In September, we got approved. I emailed Peggy, who was thrilled. I called my mother, who reminded me that there’s precedent in Jewish history for adoption, from Moses floating down the Nile to Mordechai fostering his orphaned cousin, Esther. My mother fits this adoption into our Jewish life narrative, making sense of it in a way she — and I — can live with.

Many interviews, home visits and lectures later, our hopes were high, but every time we get a call about a possible placement nothing actually happened. Finally, I made Shogo call the agency. I ask him to tell them to stop calling us every month to ask if we’re interested.

“Tell them to put a perpetual ‘yes’ on our file. Tell them that whatever child they have available, we are interested.”

“Whatever child?” he asked.

“Yes. Whatever child.”

So when the social workers called to say a little boy was in need of a family and asked if we were interested, we shouted, “Yes!” eager to meet the child who was destined to be ours.

When they came to our house to tell us about him, the information was sketchy at best. There wasn’t even a picture.

“Are you interested or not?” they asked. They were not messing around with this child.

“We’re interested,” we said together.

And for the second time in my life, I got down on my knees and prayed.

We visited Shinji in the orphanage for hours, days, weeks, months. Eventually, we were allowed to bring him home for an overnight. And then finally, on his second birthday, we are allowed to bring him home forever. We’ll have a lifetime to explore the world together.

But my aunt Peggy didn’t; her cancer spread. I wanted her to meet him before she died.

***

There are many customs for birth in Japan—the mother returning to her parents’ house, a celebration of the child’s first solid foods—but we missed them all. Instead, we made our own when we returned to California by hosting a Jewish baby naming ceremony.

Aunt Peggy, my mother and stepfather, my father and stepmother, my sisters and their sons were there. The whole splintered family had gathered to heal and rejoice.

Many people from my mother’s temple gathered to welcome him, though we were strangers to most of them. Shinji was given the name Benjamin after his maternal grandfather, who came from Lodz, Poland, and after Walter Benjamin, the Jewish writer/philosopher and member of the resistance in World War II. Since the ceremony was held between Rosh Hashanah and Yom Kippur, we decided to throw all of our sins into the Napa River as part of the tashlich tradition.

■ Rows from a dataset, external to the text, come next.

Issue #2080, opened 2017-07-25
Paged search results don't always fit within height of container


mmcfarland:
When paged search results are displayed, they can be pushed lower than the on-screen container, making them invisible.  The problem is made more visible when the query filter box is expanded.

This is very similar to an issue we resolved in the GeositeFramework:
https://github.com/CoastalResilienceNetwork/GeositeFramework/pull/832
https://github.com/CoastalResilienceNetwork/regional-planning/pull/76

![screenshot from 2017-07-25 09 17 14](https://user-images.githubusercontent.com/1014341/28574053-b8459b7e-711a-11e7-8daa-feac08bd1f5a.png)

rajadain:
Thanks for making a specific card for this with additional clues on fixing it. There is a general styling card, #1938, which calls for an overall cleanup. I added rudimentary scrolling in #2049, noting this drawback.

mmcfarland:
Ah, sorry I missed that.

rajadain:
Do with #2091

rajadain:
Closing this since it has been fixed via #2087.

Issue #1933, opened 2017-06-01
Wire up date range filters


kdeloach:
The BiG CZ search API supports `to_date` and `from_date` params ([Source](https://github.com/WikiWatershed/model-my-watershed/blob/develop/src/mmw/apps/bigcz/views.py#L31)). These need to be wired up from the frontend.

![screenshot 2017-06-01 at 10 56 39](https://cloud.githubusercontent.com/assets/43062/26685768/042c78e6-46b9-11e7-9776-be904d6cc331.png)

![screenshot 2017-06-01 at 10 56 04](https://cloud.githubusercontent.com/assets/43062/26685737/f180e70e-46b8-11e7-8a70-29b1fbd7a251.png)

rajadain:
Commenting to subscribe to this thread and get email notifications.

ajrobbins:
Implement for CUAHSI WDC to start.

rajadain:
The date filter must operate on the date measurements were taken, not of the creation or updated date.

mmcfarland:
@jfrankl It's not completely clear from the wireframe shots above what the trigger should be for executing a search when the date range is in play.  Currently, search is on `enter` from the main search box.  Doing a search on change/blur for the dates doesn't seem ideal, especially if you haven't entered main search text yet.  Entering text, searching and then adding a date filter would require the user focusing the search box again and hitting enter.  

In the absence of a search button, I think keeping it just on search enter is the most straight forward.  Thoughts?

jfrankl:
Sorry I lost track of your question, Matt. I agree, this should happen on "enter". We might also need to have a "submit" type button.

PR #2081, opened 2017-07-25
Add date range filters to the search UI

mmcfarland:
## Overview

Adds UI elements for collecting start and end date filters and passes them along to the existing API endpoint using the pre-existing querystring parameters.  Does some light validation to ensure that
`before < after`, which would otherwise raise exceptions on the backend.

Also adds a small formatting improvement to the warning dialog for areas which are too large for WDC to handle.

Connects #1933  

#### Added filter toggle
screenshot from 2017-07-25 09 03 56

#### Filters exposed with date-picker
screenshot from 2017-07-25 09 04 15

#### Validation response
screenshot from 2017-07-25 09 04 34

#### Warning - before
screenshot from 2017-07-25 09 00 59

#### Warning - after
screenshot from 2017-07-25 08 16 18

### Notes
I uncovered an issue that is visible here, but also on staging (though less pronounced), captured here: #2080.  I also made a good-faith effort to match the styling shown in screenshots, but this could use some touch-ups as part of a final style pass on the larger feature.

I had to derive a bit of UX from the screenshot listed in the issue.  My decisions on the behavior are as followed, and are open to feedback:

* 0, 1 or both dates can be filled in without a validation error.  The backend appears to support this configuration.
* The datepicker library handles making sure a date format is valid, so I only ensure that the date precedence is appropriate.  If after < before in the WDC query, it will return an exception.
* I didn't do validation on blur from the field, since that would be annoying if the user was changing the values and after changing one, had them temporarily in an invalid state.  Validation is only run on search.
* Toggling the filter keeps the date values in place, so they are there when you re-toggle.  This means they are still used, even when hidden.  This could be confusing, but in my opinion, it's not any clearer than having them disappear when you click "Hide Filters".  Or if worse if they are not used when hidden, but are still there when you un-toggle.  I'm open to "Hide Filters" just clearing them from state altogether as an alternative.
* Hitting enter in a datebox will execute the search.  At first, I didn't like that approach, but in practice, having search results displayed and going back and tweaking the date seemed like a natural workflow.  Not having to tab into the query box to enter seems appropriate in that case.  

## Testing Instructions

 * A new JS dependency was added (datepicker), so npm install and rebundle the vendor and client assets.
* Navigate to the search and execute a number of searches with and without dates, or partial dates.
* Attempt to provide bad date values to the search.
* Date range input should be reflected in the results.

### DIFF
--- a/src/mmw/js/src/data_catalog/models.js
+++ b/src/mmw/js/src/data_catalog/models.js
@@ -17,6 +17,8 @@ var Catalog = Backbone.Model.extend({
         id: '',
         name: '',
         description: '',
+        fromDate: null,
+        toDate: null,
         query: '',
         bbox: '',
         loading: false,
@@ -27,10 +29,12 @@ var Catalog = Backbone.Model.extend({
         error: '',
     },
 
-    search: function(query, bounds) {
+    search: function(query, fromDate, toDate, bounds) {
         this.set({
             query: query,
             bbox: utils.formatBounds(bounds),
+            fromDate: fromDate,
+            toDate: toDate,
         });
 
         return this.startSearch(1);
@@ -43,6 +47,8 @@ var Catalog = Backbone.Model.extend({
                 catalog: this.id,
                 query: this.get('query'),
                 bbox: this.get('bbox'),
+                from_date: this.get('fromDate'),
+                to_date: this.get('toDate'),
             };
 
         if (thisPage > 1 && thisPage <= lastPage) {
@@ -166,7 +172,11 @@ var Results = Backbone.Collection.extend({
 
 var SearchForm = Backbone.Model.extend({
     defaults: {
-        query: ''
+        fromDate: null,
+        toDate: null,
+        query: '',
+        showingFilters: false,
+        isValid: true,
     }
 });
 
--- a/src/mmw/js/src/data_catalog/templates/form.html
+++ b/src/mmw/js/src/data_catalog/templates/form.html
@@ -1,6 +1,31 @@
-<i class="data-catalog-search-icon fa fa-search"></i>
-<input
-    class="data-catalog-search-input"
-    type="text"
-    placeholder="Search data sources"
-/>
+<button class="btn btn-link date-filter-toggle small">{{filterText}}</button>
+
+{% if showingFilters %}
+    <div class="data-catalog-search-dates">
+        <h5>Data collected between:</h5>
+        <input
+            class="data-catalog-date-input from-date form-control"
+            value="{{fromDate}}"
+        />
+        <span>and</span>
+        <input
+            class="data-catalog-date-input to-date form-control"
+            value="{{toDate}}"
+        />
+    </div>
+
+    {% if not isValid %}
+    <div class="small data-catalog-validation-msg">From date must be earlier than To date</div>
+    {% endif %}
+
+{% endif %}
+
+<div>
+    <i class="data-catalog-search-icon fa fa-search"></i>
+    <input
+        class="data-catalog-search-input"
+        type="text"
+        placeholder="Search data sources"
+        value="{{query}}"
+    />
+</div>
--- a/src/mmw/js/src/data_catalog/templates/form.html
+++ b/src/mmw/js/src/data_catalog/templates/form.html
@@ -3,15 +3,29 @@
 {% if showingFilters %}
     <div class="data-catalog-search-dates">
         <h5>Data collected between:</h5>
-        <input
-            class="data-catalog-date-input from-date form-control"
-            value="{{fromDate}}"
-        />
+        <div class="data-catalog-clearable-input">
+            <input
+                class="data-catalog-date-input from-date form-control"
+                value="{{fromDate}}"
+            />
+            {% if fromDate %}
+            <a href="javascript:0;" class="data-catalog-clear-icon" title="Clear">
+                <i class=" fa fa-times"></i>
+            </a>
+            {% endif %}
+        </div>
         <span>and</span>
-        <input
-            class="data-catalog-date-input to-date form-control"
-            value="{{toDate}}"
-        />
+        <div class="data-catalog-clearable-input">
+            <input
+                class="data-catalog-date-input to-date form-control"
+                value="{{toDate}}"
+            />
+            {% if toDate %}
+            <a href="javascript:0;" title="Clear">
+                <i class="data-catalog-clear-icon fa fa-times"></i>
+            </a>
+            {% endif %}
+        </div>
     </div>
 
     {% if not isValid %}
--- a/src/mmw/js/src/data_catalog/views.js
+++ b/src/mmw/js/src/data_catalog/views.js
@@ -1,7 +1,9 @@
 "use strict";
 
-var L = require('leaflet'),
+var $ = require('jquery'),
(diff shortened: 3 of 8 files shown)


ajrobbins:
+1 for the UX decisions described in the Notes. 

>Toggling the filter keeps the date values in place, so they are there when you re-toggle. This means they are still used, even when hidden.

It sounds like a UI element like a flag or highlight of some kind would be useful to show that a filter is activated, even when the filter is hidden. /cc @jfrankl

src/mmw/js/src/data_catalog/views.js
```diff
@@ -126,20 +131,84 @@ var FormView = Marionette.ItemView.extend({
...
     events: {
-        'keyup @ui.searchInput': 'onSearchInputChanged'
+        'keyup @ui.searchInput': 'onSearchInputChanged',
+        'click @ui.filterToggle': 'onFilterToggle',
+        'change @ui.dateInput': 'onDateInputChanged',
+        'keyup @ui.dateInput': 'onDateInputKeyup'
+    },
+
+    onRender: function() {
+        $('.data-catalog-date-input').datepicker();
```
rajadain: Need to import `$` before we can use it. That's causing the linting errors:

```
$ kj npm run lint

js/src/data_catalog/views.js: line 151, col 9, '$' is not defined.
js/src/data_catalog/views.js: line 170, col 27, '$' is not defined.

2 errors
```

src/mmw/js/src/data_catalog/views.js
```diff
@@ -90,13 +91,14 @@ var DataCatalogWindow = Marionette.LayoutView.extend({
 
         // CUAHSI should not be fetched beyond a certain size
         if (catalog.get('id') === 'cuahsi' && area > MAX_AREA_SQKM) {
-            var alertView = new modalViews.AlertView({
+            var formattedArea = Math.round(area).toLocaleString(),
+                alertView = new modalViews.AlertView({
                 model: new modalModels.AlertModel({
                     alertMessage: "The bounding box of the current area of " +
-                                  "interest is " + Math.round(area) + " km², " +
+                                  "interest is " + formattedArea + "&nbspkm², " +
```
rajadain: Missing semicolon: `&nbspkm` → `&nbsp;km`

src/mmw/js/src/data_catalog/views.js
```diff
@@ -90,13 +91,14 @@ var DataCatalogWindow = Marionette.LayoutView.extend({
...
                                   "which is larger than the current maximum " +
-                                  "area of " + MAX_AREA_SQKM + " km² supported " +
-                                  "for WDC.",
+                                  "area of " + MAX_AREA_FORMATTED + "&nbspkm² " +
```
rajadain: Here too.

src/mmw/js/src/data_catalog/models.js
```diff
@@ -17,6 +17,8 @@ var Catalog = Backbone.Model.extend({
         id: '',
         name: '',
         description: '',
+        dateStart: null,
```
rajadain: Consider changing to `fromDate` and `toDate` to match the API.

src/mmw/npm-shrinkwrap.json
```diff
@@ -44,6 +44,11 @@
       "from": "https://registry.npmjs.org/bootstrap/-/bootstrap-3.3.4.tgz",
       "resolved": "https://registry.npmjs.org/bootstrap/-/bootstrap-3.3.4.tgz"
     },
+    "bootstrap-datepicker": {
```
rajadain: 👏  I like the neatness of the shrinkwrap changes! There is a typo in the commit message though `javascrip` → `javascript`.

rajadain:
A search with no dates is failing:

image

src/mmw/js/src/data_catalog/views.js
```diff
@@ -126,20 +131,84 @@ var FormView = Marionette.ItemView.extend({
...
+
+    validate: function() {
+        // Only need to validate if there are two dates.  Ensure that
+        // before is earlier than after
+        var dateFormat = "MM/DD/YYYY",
+            before = moment(this.model.get('dateStart'), dateFormat),
+            after = moment(this.model.get('dateEnd'), dateFormat),
+            isValid = false;
+
+        if (!before || !after) {
```
rajadain: Changing this to

```js
if (!before.date() || !after.date())
```

fixes the issue of eager validation:

image

mmcfarland: Looks like the validation message is behaving strangely in your screenshot, I'll revist and make sure I didn't alter something as I was cleaning up my commits.

src/mmw/js/src/data_catalog/templates/form.html
```diff
@@ -1,6 +1,35 @@
...
+<button class="btn btn-link date-filter-toggle small">{{filterText}}</button>
+
+{% if showingFilters %}
+<div class="data-catalog-search-dates">
+    <div class="form-group">
+        <label>Before</label>
+        <input
+            class="data-catalog-date-input form-control"
+            data-date-range="start"
+            value="{{dateStart}}"
```
rajadain: Before should map to `dateEnd` and After should map to `dateStart`

rajadain: The current setup is wrong:

image

since this describes an infinite date range with a gap in between. However, reading "After" come first and "Before" later could also be counterintuitive. Perhaps we should use other labels, like "From" and "To" or "Till".

mmcfarland: Yeah, I found the labels problematic to map to the API attributes.  I'll assume they were determined casually and come up with something that can be better understood.

mmcfarland:
Added a number of fixups which, in addition to some minor cleanup, alters the display of the date ranges so that it reads as "Between X and Y", to prevent confusion about which end of the spectrum a particular date can be on.  This allows a more straightforward mapping from `textbox -> variable -> api`.

You can see the filters being applied in action, here:

screenshot from 2017-07-25 13 46 08
screenshot from 2017-07-25 13 45 47
--
The validation message is updated as well:

screenshot from 2017-07-25 14 07 16

jfrankl:
A few thoughts:

I prefer when the validation message is on its own line below the inputs. In some screen captures, it is displayed to the right of the inputs.

Would be good if there were a clear button to remove the date when one has been entered. The wireframes show a "X Reset" button after a date has been entered. An "X" button inside the inputs, on the right side, would also work.

Other than that, this looks good to me, and once it's in I can do some minor style cleanup.

rajadain:
Tested the new design in a smaller window, the validation message is correctly below, not beside, the input fields:

image

mmcfarland:
@rajadain Thanks for the review.  I squashed my fixups, and added a new commit addressing @jfrankl's comment on the "clear" buttons.  These weren't in the wireframes posted in the issue, but I interpreted it as:

screenshot from 2017-07-25 16 02 10

They only show up when there is a value in the box, and clicking it will clear out the value.  Adding this in created some unwanted visual effects (the box grows and shrinks if they are present/absent, and it's no longer flush with the edge).  I attempted to restore my previous style, but think the effort would be better spent during the design pass.  Could you give it one more spin?

rajadain:
Taking another look.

We gathered at a waterfront to “cast away” the sins of the past and resolved to have a better year in the year to come. Tossing bread into the water, everything was still. It was a beautiful moment, one we’d been waiting for for so many years.

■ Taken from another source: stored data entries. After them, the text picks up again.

PR #2087, opened 2017-07-27
Jdf/bigcz style

jfrankl:
## Overview

Style cleanup for BiG CZ application.

Connects #1938 

### Demo

image

image

### Notes

* I removed hyperlinks in the search results text. Users will eventually be clicking on those result boxes, so we should keep them simple. We can expose those links in the detailed view if they're important.
* The pagination should ideally be fixed to the bottom of the page. This is going to take some collaboration with a developer to pull off. 

## Testing Instructions

 * Go through the BiG CZ standard workflow, make sure everything looks okay.

### DIFF
--- a/src/mmw/sass/pages/_data-catalog.scss
+++ b/src/mmw/sass/pages/_data-catalog.scss
@@ -1,25 +1,48 @@
 .data-catalog-window {
     width: $sidebar-width;
     transition: all 200ms;
-    overflow-y: auto;
-    background-color: $ui-light;
+    background-color: #E6E6E6;
+    display: flex;
+    flex-direction: column;
+    position: absolute;
+    bottom: 0;
+    top: 44px;
+
+    .tab-contents-region {
+        background-color: rgba(0, 0, 0, 0.06);
+        flex: 1;
+        overflow: hidden;
+        position: relative;
+    }
+
+    .result-region {
+        padding-top: 6px;
+    }
+
+    .pager-region {
+        padding: 10px 0;
+        background-color: #e6e6e6;
+
+        .row {
+            margin-left: -5px !important;
+            margin-right: -5px !important;
+        }
+    }
 
     .data-catalog-title {
-        margin: 0.5em 0;
-        padding: 0.5em;
+        margin: 10px 0 0;
+        padding: 10px;
     }
 
     .data-catalog-form {
         position: relative;
-        padding: 0.5em;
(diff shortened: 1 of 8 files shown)


rajadain:
Taking a look now.

mmcfarland:
The date range filters don't appear in the screenshots posted - was this based on the most recent UI version?

rajadain:
Also, would it be possible to left align the overflowing lines to the first line? Like this:

image

src/mmw/sass/pages/_data-catalog.scss
```diff
@@ -46,9 +69,9 @@
         }
         .data-catalog-search-icon {
             color: $ui-grey;
-            position: relative;
```
mmcfarland: This was previously set to `relative` to account for the changing height when toggling the date filters.  Using `absolute` keeps it fixed even when the search box itself is pushed down.

jfrankl:
@rajadain I believe I've made all of the fixes you requested. Take a look:

image

src/mmw/sass/pages/_data-catalog.scss
jfrankl: I'm not sure what this means, Matt. I'm going to need some developer support to get the pagination fixed in the correct way. Previously, the pagination didn't move, which was good, but there were other issues with the sidebar layout. I fixed the other issues but I need help to get the pagination working right.

rajadain:
Taking another look.

rajadain:
We seem to have hidden the many sample method fields behind a an ellipsis:

image

Since we have a recommendation of possibly dropping the field entirely (see: https://github.com/WikiWatershed/model-my-watershed/issues/2096#issuecomment-318682012) I think this is fine for now.

src/mmw/sass/pages/_data-catalog.scss
rajadain: We have a card to fix pagination #2091. The date filter opens and closes correctly, pushing things down and up as it should. Don't think this is an issue here.

rajadain:
I'm going to merge these in before they get too far behind `develop` and have conflicts to deal with.

rajadain:
Sorry, had forgotten to assign you @jfrankl. Is this good to merge?

jfrankl:
Yes please go ahead.

rajadain:
Thanks for working on this!

Issue #2070, opened 2017-07-24
Compare View Revamp: Import Prototype into Backbone Views and Templates


rajadain:
Import and decompose the static prototype from https://github.com/WikiWatershed/model-my-watershed/commit/51b11731ff080299957355bf33e9d691df421612 into Backbone Views and Templates. These should be static, and not correspond to the number / titles of actual scenarios at this stage. They should look like the prototype does and show up when the use clicks the "Compare" button in the modeling page. The old Compare view will no longer be accessible, but its code and assets can be left for now, to be removed at a later stage.

Given that some pages have items that others do not (Charts or Tables, or Dropdowns that affect behavior), one possible implementation may have a different Marionette View for each type of comparison (TR-55 Runoff Chart v Table, TR-55 Water Quality Chart v Table, GWLF-E Hydrology Chart v Table, GWLF-E Water Quality Chart v Table).

PR #2094, opened 2017-07-27
Compare View Revamp: Import Prototype

rajadain:
## Overview

Imports prototype from [`jdf/compare-prototype`](https://github.com/WikiWatershed/model-my-watershed/tree/jdf/compare-prototype), and decomposes into Marionette views, models, and templates.

This is rough, and meant to unblock other efforts. We can fix issues found herein later.

I couldn't get to the chart templates. Those are preserved in [`compareWindow2.html`](https://github.com/WikiWatershed/model-my-watershed/blob/ee7d3dad760b85bc3bc5cad3920c6336491b2161/src/mmw/js/src/compare/templates/compareWindow2.html#L34-L93) template.

I also did not remove any of the existing Compare stuff, even though it is effectively inaccessible. We can do so once the Compare View Revamp is complete.

Connects #2070 

### Demo

image

## Testing Instructions

 * Check out this branch, and `bundle --debug --vendor`
 * Create / open a TR-55 project with more than once scenario.
 * Hit compare. You should see a view akin to the screenshot above.


src/mmw/js/src/compare/views.js
```diff
@@ -6,17 +6,151 @@ var _ = require('lodash'),
...
+            collection: this.model.get('tabs'),
+        }));
+        this.inputsRegion.show(new InputsView({
+            model: this.model,
+        }));
+        this.scenariosRegion.show(new ScenariosRowView({
+            collection: App.currentProject.get('scenarios'),
+        }));
+
+        this.listenTo(this.model, 'change:mode', this.showSectionsView);
```
arottersman: Does this behave differently than `modelEvents`?

src/mmw/js/src/modeling/views.js
```diff
@@ -324,6 +328,52 @@ var ScenarioButtonsView = Marionette.ItemView.extend({
...
+        var scenarios = this.projectModel.get('scenarios'),
+            runoffTable = [
+                {
+                    name: "Runoff",
+                    unit: "cm",
+                    values: scenarios.map(function(s) {
+                        return s.get('results')
+                                .findWhere({ name: "runoff" })
+                                .get('result')
+                                .runoff.modified.runoff;
```
arottersman: This is pretty brittle, and won't allow us to show the compare view when the model is polling or if one of the scenarios has an error. Want me to open an issue to deal with this, or do you want to handle it now?

src/mmw/js/src/compare/views.js
rajadain: Hmm no there isn't. At one point during development it seemed like `modelEvents` was firing too early, so I had to place `listenTo` in `onShow` which is much further down the startup timeline, but it works just as well now so I'll replace it with that.

src/mmw/js/src/modeling/views.js
rajadain: This is extremely brittle, and is meant to be replaced. I put this stuff in `modeling/views` initially since it seemed like there was enough context to direct the Compare Window, but as the amount of configuration to be supplied has grown, I think we should pass minimal things to the Compare Window and abstract away all this decision making stuff there in. I'll add a note that explains this, but wouldn't want to spend more time on this right now. Not sure which of the cards already made would be a good fit for this task. We may need to make a new one, in which case I will.

rajadain:
> We're not handling the case where there are no model results

Good point. I think we'll need some design guidelines from @jfrankl for how to show loading / absent / error scenarios in the compare view. I'll defer this till we have some feedback, but will make a card to track this.

rajadain:
> The modal positions incorrectly in IE11

I'll take a look at this now and try to fix it here.

rajadain:
I took a brief look at the IE11 issues, and it seems like there are a multitude of problems with Flexbox on IE11. I've made #2098 to take a look at it. We have used `display:flex` elsewhere in the application, so I don't think we need to reconsider the styling completely.

rajadain:
I'm going to take one last pass at changing some architectural decisions for invocation, to try and centralize most of the logic within `compare/`.

jfrankl:
@rajadain does this project use autoprefixer? If not, we'll need to manually run some kind of [autoprefixer script](https://autoprefixer.github.io/) once to handle all of that flexbox. In my experience, doing that, immediately fixes all problems with IE11.

rajadain:
@arottersman I just pushed up a couple of self-explanatory fixups, and a final commit that brings in a lot of logic leaking out of `compare/` back within it. Hopefully this captures the way I see us going forward better. One more look?

arottersman:
Taking another look now!

rajadain:
Okay going to squash and merge. Thanks for reviewing and following along!

Issue #2092, opened 2017-07-27
Handle differing AoI limits across catalogs


ajrobbins:
We implemented AoI thresholds for each catalog, but they are not the same. This leads to the case in which a user searches with a larger AoI and gets CINERGI results (which appear first), then opens the WDC tab to get this error:
![screen shot 2017-07-27 at 10 45 05 am](https://user-images.githubusercontent.com/12868342/28676570-fe637fdc-72b8-11e7-9b43-d005bf1c8774.png)

This is jarrring and requires the user to create a new AoI. We should lower all thresholds to match the lowest, or investigate ways to tune performance to make HUC 8 searches viable for WDC.

Will need consult/recommendations from @jfrankl

arottersman:
Related https://github.com/WikiWatershed/model-my-watershed/issues/2015

Issue #2015, opened 2017-07-10
Improve Handling of Oversized Areas of Interest


rajadain:
Currently, it is unclear whether or not the WDC tab will work or fail with a warning modal:

![zpgsempls4](https://user-images.githubusercontent.com/7633670/28023346-b1b8eae2-655b-11e7-9513-ff1e609865b8.gif)

Make it so that if the bounding box of the area of interest is larger than the current maximum supported area for WDC, the tab is disabled entirely, and hovering on it shows a tooltip explaining the same.

See discussion in https://github.com/WikiWatershed/model-my-watershed/pull/2003#pullrequestreview-48924776 for details.

rajadain:
As of #2092 and #2106 we are not allowing the user to get to this stage if their AoI is bigger than the smallest maximum supported size, so this card doesn't apply any more. Closing.

PR #2106, opened 2017-07-31
BiG-CZ Uniform AoI Limit

rajadain:
## Overview

Previously we allowed much larger AoI limits for CINERGI and Hydroshare APIs, since they are much faster, but had a limit in place for CUAHSI / WDC which is slower. However, it is also the richest in terms of information, and possibly the one most users are interested in. Thus, for them to move through Draw and Analyze and Search, only to be denied at the very end, can be frustrating. Hence, we change the limit on the draw section to 1,500 km².

Connects #2092 
Connects #2015 

## Testing Instructions

 * Go to [:8000/?bigcz](http://localhost:8000/?bigcz) and try to draw, select, delineate, and upload shapes under and over 1,500 km² in size. Those under should succeed, those over should fail
 * Go to [:8000/](http://localhost:8000/), and test that the limit for MMW is still 75,000 km²

### DIFF
--- a/src/mmw/apps/bigcz/clients/cuahsi/search.py
+++ b/src/mmw/apps/bigcz/clients/cuahsi/search.py
@@ -21,7 +21,6 @@ from apps.bigcz.clients.cuahsi.models import CuahsiResource
 
 
 SQKM_PER_SQM = 0.000001
-MAX_AREA_SQKM = 1500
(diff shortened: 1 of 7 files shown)


arottersman:
Taking a look

rajadain:
Thanks for taking a look!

After the ceremony, my mother’s friends came up to congratulate us. Some told me stories of how they, too, were adopted, or how they have adopted children, and what a wonderful mitzvah it is. It is Shinji’s mitzvah to us, I said. We are the blessed.

My mother had ordered a special cake for Shinji decorated with Pokemon, though Shinji was probably the only one there who did not know who Pokemon is.

But it didn’t matter. With a heartbreakingly beautiful smile, he devoured the cake, which said in frosting: “Mazel Tov, Shinji. Welcome to the Tribe.”

Note: This is an excerpt from the author’s memoir “Here Comes the Sun” about her quest for motherhood across two continents and two decades.